WORK REQUEST — Write out, word for word, the line that contains "### The discounts field in products field" and each line after it down to the last line of the data below. Include nothing more.

DATASET RECORDS —

PR #455, opened 2019-04-12
Support to iOS subscription offers

renatoalencar:
iOS launched this new feature that allows apps to have offers for renewing users, in order to "win back lapsed subscribers or retaining current subscribers", says the documentation.

So, this PR has two main components:

### The discounts field in products field

The `SKProduct` now has a `discounts` property in order to provide the actual subscription available discounts, I add a new method to parse it and convert to an `NSArray<NSDictionary *>` to be converted to JSON.

### The buyProductWithOffer method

RESPONSE —
### The discounts field in products field

The `SKProduct` now has a `discounts` property in order to provide the actual subscription available discounts, I add a new method to parse it and convert to an `NSArray<NSDictionary *>` to be converted to JSON.

### The buyProductWithOffer method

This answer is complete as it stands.